# ETHIOPIA | Railways



## Simfan34 (Oct 9, 2009)

While it may not be HSR, it certainly is a lot for a country that currently has only one railway line.



> Ethiopia launches construction of massive railway network
> 
> Sunday 26 September 2010 printSend this article by mail Send
> 
> ...


A couple of schematics.









First phase, by 2015.









Second phase, by 2020.









The logo of the Ethiopian Railway Corporation. Whether this is something close to a train on the network or just wishful thinking eludes me.


----------



## Simfan34 (Oct 9, 2009)

Did I mention it's being built by China? :lol:


----------



## Simfan34 (Oct 9, 2009)

> Grand designs from Ethiopian Railway Corp
> 11 September 2009
> 
> ETHIOPIA: Dr Getachew Betru is a man with a vision. As Director of the Ethiopian Railway Corp, he has been charged by the country’s government with planning and developing a 5 000 km standard-gauge rail network over the next seven years.
> ...


..


----------



## Luli Pop (Jun 14, 2010)

Simfan34 said:


> Did I mention it's being built by China? :lol:


no need for that, it's obvious!

goog for Ethiopia!


----------



## Simfan34 (Oct 9, 2009)

Luli Pop said:


> no need for that, it's obvious!
> 
> goog for Ethiopia!


Yes, they do seem to be building everyone's railroads these days...

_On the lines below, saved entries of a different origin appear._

PR #2264, opened 2026-08-01
sigmatch: don't assert when a formal type symbol isn't a type decl

tokyovigilante:
Overload resolution crashed nimsem with an AssertionDefect when a template body was semchecked generically and a template parameter appeared in type position — e.g. `proc mk(x: typ): GVec2[typ] = gvec2[typ](x)` inside a `template genCtor(typ: untyped)`. Matching the (already error-typed) argument against the generic routine's formal reached `matchSymbol`'s final `else` branch via the concreteMatch typevar-rematch path, where the formal symbol `fs` resolved to the template parameter itself (symKind ParamY), not a type declaration. `typeImpl(fs)` then tripped `assert result.stmtKind == TypeS`.

Guard the branch: if `fs` doesn't load as a type declaration, treat it as a wildcard placeholder rather than asserting — the real type check happens when the template is instantiated with concrete arguments (where `fs` is a genuine type and this branch is never taken). The crash becomes nimony's normal "not a type" diagnostic.

This is the genVecConstructor pattern in vmath; it no longer crashes the compiler (a separate limitation — the eager template-body type check rejecting a parameter used as a type — still errors rather than deferring to instantiation, and is tracked separately).

(cherry picked from commit 7a8fbabfee0a4fc945f7430455e973ed71eeaf88)

### DIFF
--- a/src/nimony/sigmatch.nim
+++ b/src/nimony/sigmatch.nim
@@ -1498,6 +1498,15 @@ proc matchSymbol(m: var Match; f: Cursor; arg: CallArg) =
     # fast check that works for aliases too:
     if a.isSymbol and sameSymbol(a.symId, fs):
       discard "perfect match"
+    elif (let fdecl = tryLoadSym(fs);
+          fdecl.status != LacksNothing or fdecl.decl.stmtKind != TypeS):
+      # `fs` names something that is not a type declaration — e.g. a template
+      # parameter left in type position (`symKind == ParamY`) while a template
+      # body is semchecked generically. It is not a valid formal type, so no
+      # argument can match it: reject with the normal diagnostic rather than
+      # asserting in `typeImpl`. (An instantiation with a concrete type binds
+      # `fs` to a real type and never reaches this branch.)
+      m.error InvalidMatch, f, a
     else:
       var impl = typeImpl(fs)
       if impl.isTagLit and impl.cursorTagId == nifpools.ErrT:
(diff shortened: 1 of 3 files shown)


src/nimony/sigmatch.nim
```diff
@@ -1498,6 +1498,15 @@ proc matchSymbol(m: var Match; f: Cursor; arg: CallArg) =
...
       discard "perfect match"
+    elif (let fdecl = tryLoadSym(fs);
+          fdecl.status != LacksNothing or fdecl.decl.stmtKind != TypeS):
+      # `fs` is not a type declaration — e.g. a template parameter (`symKind ==
+      # ParamY`) left in type position while a template body is semchecked
+      # generically, before instantiation (reached via the concreteMatch rematch
+      # path; the argument is typically already an error type). `typeImpl` would
+      # assert here. Accept it as a wildcard rather than crash: the real type
+      # check happens when the template is instantiated with concrete arguments.
+      discard "non-type placeholder (e.g. template param as type) — defer to instantiation"
```
Araq: Not good enough. Type checking shouldn't pray&hope it's a template parameter. What about these makes things more permissive anyway, templates are type-checked too unless declared as `.untyped` in which case they do not enter this whole sigmatch machinery anyway.

tokyovigilante: Ok, just reject non-types here rather than asserting?

PR #2269, opened 2026-08-02
hexer/xelim: bind aggregate values that read through a call

tokyovigilante:
… calls

An object/tuple field whose value reads a location that a LATER sibling field moves was corrupted — silent wrong code, no crash:

  WithSeq(flag: xs.len > 0, n: xs.len, items: xs)   # flag == false (xs emptied)

`trAggregateValue` binds a value in an aggregate position to a cursor temp so it evaluates before a sibling's hoisted `wasMoved`, but only did so for top-level `CallKinds`. `n: xs.len` (a bare call) was bound and read `xs` before the move; `flag: xs.len > 0` is a comparison whose OPERAND is the call, so it was left inline in the constructor and evaluated AFTER the `items: xs` move's `wasMoved`, reading the emptied seq. The check must also be goal-independent: xelim2 — the pass right after the duplifier, where the move is introduced — runs at `ElimExprs`, where `isComplex` does not flag a call.

Bind any value that transitively reads through a call (`readsThroughCall`, goal-independent). Pure atoms/literals/`nil` and structural `kv` nodes (named tuples / table entries) read nothing invalidatable and pass through unchanged.

Adds tests/nimony/arc/tmoved_seq_sibling_field. arc/object/stdlib green.

### DIFF
--- a/src/hexer/xelim.nim
+++ b/src/hexer/xelim.nim
@@ -288,12 +288,29 @@ proc trExprLoop(c: var Context; dest: var TokenBuf; n: var Cursor; tar: var Targ
       trExpr c, dest, n, tar
   tar.t.addParRi()
 
+proc readsThroughCall(n: Cursor): bool =
+  ## Goal-independent: does this value tree contain a call — i.e. a read (like
+  ## `xs.len`) that a sibling field's hoisted `wasMoved` could invalidate?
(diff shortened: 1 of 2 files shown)


Araq:
Better fix is here https://github.com/nim-lang/nimony/pull/2300

PR #2277, opened 2026-08-03
[DRAFT] Fork/pr/nifmake deps freshness

tokyovigilante:
This is an attempt to improve the nif cache freshness issues I've seen during incremental recompiles with improved hashing, but happy to drop if a different direction is wanted.


Araq:
basing the system on `mtime` instead of hashing was a design decision as it's O(1) vs O(file contents), let us keep it this way and instead find the remaining missing/wrong setModificationTime issues.

tokyovigilante:
Hopefully better with #2289

PR #2280, opened 2026-08-03
Change build instructions so it works with nim stable and makes a faster output

leiserfg:


Araq:
I don't think hastur being built in release mode matters. The warnings problem has been addresses upstream already.

PR #2284, opened 2026-08-03
std: build the Windows process vectors from GetCommandLineW/GetEnviro…

Araq:
…nmentStringsW

A PE entry point receives no argc/argv/envp, so the globals the generated `main` fills from its parameters — cmdCount/cmdLine/nimEnviron — stayed empty on the freestanding (-d:nimNativeIo) target: std/parseopt saw no arguments and std/envvars no environment. The C runtime that would normally transcode and split the OS's UTF-16 command line and environment block is exactly what that build does without, so system/winstartup does it itself, from system's module init — which runs before any other module's, and after `main` stored the placeholders it is correcting.

The command line's splitting rules are std/cmdline.parseCmdLine's, deliberately: that is what paramStr/paramCount use on Windows, and the two views must not disagree about where the arguments are. The environment block is transcoded WHOLE so its NUL separators survive into the UTF-8 copy, leaving only the entry starts to collect.

std/envvars takes its nimEnviron branch there too: its Windows branch walks the raw block with libc wcschr, and existsEnv reaches for libc getenv — neither exists on this target. That getenv exclusion has to be a when/else rather than an early return, or the reference still reaches the linker and the image dies at load with STATUS_ENTRYPOINT_NOT_FOUND.


ZoomRmc:
Consider porting the Nim's parseopt API fix from https://github.com/nim-lang/Nim/pull/25571, possibly deprecating/renaming the init routine for non-silent breaking for Nim2 code ports, while there's a window where it's not set in stone for Nimony too.

The concerns in my latest comment there show latent bugs are present in the wild due to use of the sentinel value for argv access.

Porting that API already leads to comments like the following appearing in Nimony's own code. https://github.com/nim-lang/nimony/blob/ac7dda0f8202a2dfbfc5a105b44d117d808b8eeb/src/lengc/shoggoth/patextract.nim#L117-L118

Araq:
@ZoomRmc happy for you to take over this problem. Nimony is the place where we do things right.

PR #2287, opened 2026-08-04
make the inter-module inliner actually inline

Araq:
`intramodinliner.readModuleAnalysis` was a stub returning an empty table. `loadForeignAnalysis` cached that and reported success, so `lookupInlineInfo` fell back to `DefaultInlineInfo` (threshold 100, no weights) for every cross-module callee and `shouldInlineCall` declined all of them: only same-module `.inline` procs were ever spliced. The hot cursor/pool accessors (`kind`, `load`, `isTagLit`, `cursorTagId`, `inc`) all live in `nifcore.nim` / `nifpools.nim` and are called from elsewhere, so none of them was ever inlined. The `.x.nif` carried the annotations all along; the `.dce.nif` the reader consults did not.

Three parts:

* dce1 writes one `(inlines SYM threshold w...)` tree per `.inline` proc into the `.dce.nif` sidecar and skips the section when reading it back for liveness. `intraModuleInline` returns the payloads through `optimizeLengOutput` -> `lengcgen` -> `writeDceOutput`; `readModuleAnalysis` parses them.

* Foreign bodies now come from the callee's post-DCE `.c.nif`, not its `.x.nif`. In a `.x.nif` every generic instantiation, hexer-minted type and string literal is written with the own-module shorthand (`seq.0.Ixdx2fh1.`, `strlit.0.I<hash>.`) and dce2's `resolveSymbolConflicts` later rewrites them all to one canonical owner, so a body spliced into another module resolves those names against a module that no longer declares them ("Symbol not found in NIF module"). deps.nim lists the imported modules' `.c.nif` as ordering-only inputs of the `optimize` node, the same arrangement `arkham` already used.

* A 100-token size cap on cross-module callees (`SHOG_INLINE_MAX` overrides). `.inline` is threshold 0, i.e. "always", so without a cap the depth-4 cascade builds basic blocks that exhaust arkham's register allocator.

Also fixes a latent bug this exposed: `trySpliceCond` folded `(var :t T (call f ...)) (if (elif t ...))` into the guard while `countSymUses` only counted uses inside that adjacent `if`. A plain user local (`var negative = isNegative(x)`) matches the same shape and can be read further down the scope, so dropping its definition left those reads dangling. It now requires the temp to be compiler-minted, the invariant its doc comment already claimed.


src/hexer/intramodinliner.nim
```diff
@@ -1380,7 +1443,10 @@ proc intraModuleInline*(moduleSuffix: string; buf: var TokenBuf) =
...
   ## per dceEmit process.
-  var ma = analyzeModule(buf)
-  var graphs = initTable[string, ModuleAnalysis]()
-  graphs[moduleSuffix] = ensureMove ma
-  annotateInlinePragmas(buf, graphs.getOrQuit(moduleSuffix).inlineInfo)
+  ##
+  ## Also writes each `.inline` proc's computed `InlineInfo` into its own
+  ## pragma (`(inline THRESHOLD w…)`). That annotation is what importers read
+  ## back — see `readInlinePragma` — so no sidecar has to carry it.
+  discard moduleSuffix
```
Araq:
```suggestion
```

src/hexer/intramodinliner.nim
```diff
@@ -1129,7 +1185,15 @@ proc trySpliceCond*(c: var InlinerCtx; dest: var TokenBuf; n: var Cursor;
...
-  if not isLocalName(pool.syms[tmpSym]): return 0
+  let tmpName = pool.syms[tmpSym]
+  if not isLocalName(tmpName): return 0
+  # …and it must be a *compiler-minted* temp (xelim spells them `` `x.<n> ``).
+  # The `countSymUses` check below only looks inside the adjacent `if`, which
+  # is sound for a temp xelim mints solely to hold that guard — but a plain
+  # user local (`var negative = isNegative(x)`) can match the very same shape
+  # and still be read further down the scope, and dropping its definition
+  # then leaves those reads dangling.
+  if tmpName.len == 0 or tmpName[0] != '`': return 0
```
Araq:
```suggestion
```

src/hexer/intramodinliner.nim
```diff
@@ -176,7 +239,10 @@ proc lookupBody(c: var InlinerCtx; calleeSym: SymId; outCur: var Cursor): bool =
   if not loadForeign(c, modul): return false
   let fm = c.foreign.getOrQuit(modul)
   if calleeSym notin fm.bodies: return false
-  outCur = cursorAt(fm.buf, fm.bodies.getOrQuit(calleeSym))
+  let cur = cursorAt(fm.buf, fm.bodies.getOrQuit(calleeSym))
+  if c.maxTokens > 0 and subtreeTokenCount(cur, c.maxTokens) > c.maxTokens:
+    return false
+  outCur = cur
```
Araq:
```suggestion
  outCur = cursorAt(fm.buf, fm.bodies.getOrQuit(calleeSym))
```

src/hexer/intramodinliner.nim
```diff
@@ -127,39 +186,43 @@ proc findForeignFile(c: InlinerCtx; modul, ext: string): string =
...
   result = true
 
+proc subtreeTokenCount(n: Cursor; limit: int): int =
+  ## Number of tokens the subtree occupies (the physical span; elided
+  ## closes do not count). `limit` is only relevant for the comparison the
+  ## callers do, the count is exact.
+  if not n.isTagLit:
+    return 1
+  result = subtreeWidth(n)
+
```
Araq:
```suggestion
  if not n.isTagLit:
    result = 1
  else:
    result = subtreeWidth(n)

```

src/hexer/intramodinliner.nim
```diff
@@ -127,39 +186,43 @@ proc findForeignFile(c: InlinerCtx; modul, ext: string): string =
...
+  ## (`seq.0.Ixdx2fh1.`, `strlit.0.I<hash>.`), and dce2's
+  ## `resolveSymbolConflicts` later rewrites all of them to ONE canonical
+  ## owner module. Splicing such a body into a different module resolves those
+  ## names against the *callee's* module, which by then no longer declares
+  ## them — the importer dies with "Symbol not found in NIF module". The
+  ## `.c.nif` has already been through that merge, so its symbols are
+  ## canonical and safe to copy anywhere. `deps.nim` lists the imported
+  ## modules' `.c.nif` as inputs of the `optimize` node so they are
+  ## guaranteed to exist by the time we look; a module we cannot find is
+  ## simply not inlined from.
```
Araq:
```suggestion
```

src/hexer/intramodinliner.nim
```diff
@@ -48,27 +58,73 @@ proc shouldInline*(info: InlineInfo; argScores: openArray[int]): bool =
...
     counterPrefix: string                   # disambiguates passes (hexer vs dce2)
     bodies: Table[SymId, int]               # same-module callee → offset in `src`
+    ownInfo: Table[SymId, InlineInfo]       # same-module `(inline …)` annotations
+    symUses: Table[SymId, int]
+      # How many times each symbol is *read* across the whole module (defs
+      # excluded). `trySpliceCond` drops a local's definition, which is only
+      # sound when nothing else reads it; a use count taken from the single
+      # statement it inspects cannot see the rest of the scope. Kept current
+      # as the pass splices: freshly-minted syms are tallied when their
+      # subtree is handed back to `trIntra`.
```
Araq: And all this machinery because you couldn't figure out how to create a new unique name for temporaries?! WTF...

src/hexer/intramodinliner.nim
```diff
@@ -176,6 +266,11 @@ proc lookupBody(c: var InlinerCtx; calleeSym: SymId; outCur: var Cursor): bool =
   if not loadForeign(c, modul): return false
   let fm = c.foreign.getOrQuit(modul)
   if calleeSym notin fm.bodies: return false
+  # No size cap: `.inline` is the programmer saying "inline this", and the
+  # only bodies that reach here are the ones that carry it (a proc without
+  # the pragma keeps `DefaultInlineInfo`, threshold 100 with no weights, and
+  # `shouldInlineCall` declines it). Refusing a body for being big would make
+  # `.inline` mean "inline if the compiler feels like it".
```
Araq, line 273:
```suggestion
```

Will keep you folks updated!


----------



## mopc (Jan 31, 2005)

any updates?


----------



## healthsman (Dec 6, 2011)

Very nice! I like .thanks.


----------



## wlama (Nov 15, 2008)

News by http://allafrica.com/stories/201309080131.html

Ethiopian Radio and Television Agency
Djibouti: Dire Dawa - Djibouti Railways Resumes Service
BY NESRU JEMAL, 6 SEPTEMBER 2013



> Ayele Wondwosen, Head of the Ethio-Djibouti Railway Organization told members of the press that maintenance of the old railway line from Dire Dawa to Djibouti has now been completed and trial operations have started.
> 
> The trains will carry passengers from Dire Dawa to Djibouti three days a week. According to Ayele, delay in the maintenance being carried out by an Italian company contracted to overhaul 100 kms of line out of a total of 208 kms within Ethiopia was the reason why the service had been suspended.
> 
> ...


----------



## wlama (Nov 15, 2008)

http://allafrica.com/stories/201309090128.html

Ethiopian Radio and Television Agency 
Ethiopia: AA-LRT Project to Be Completed After Two Years
BY NESRU JEMAL, 6 SEPTEMBER 2013



> The Ethiopian Railways Corporation (ERC) said that the Addis Ababa Light Rail Transit (AA-LRT) project is being executed according to schedule despite the heavy rainy season.
> 
> According to Behailu Sintayehu, Project Manager, the project would be completed after two years. The 34km double track electrified light rail transit project 43 percent of whose construction has already been done is expected to cross all 10 sub cities of Addis Ababa.
> 
> ...


----------



## Slartibartfas (Aug 15, 2006)

Is that rail network being connected to the sea, possibly via Dschibuti and/or Kenia?


----------



## Swede (Aug 24, 2002)

Slartibartfas said:


> Is that rail network being connected to the sea, possibly via Dschibuti and/or Kenia?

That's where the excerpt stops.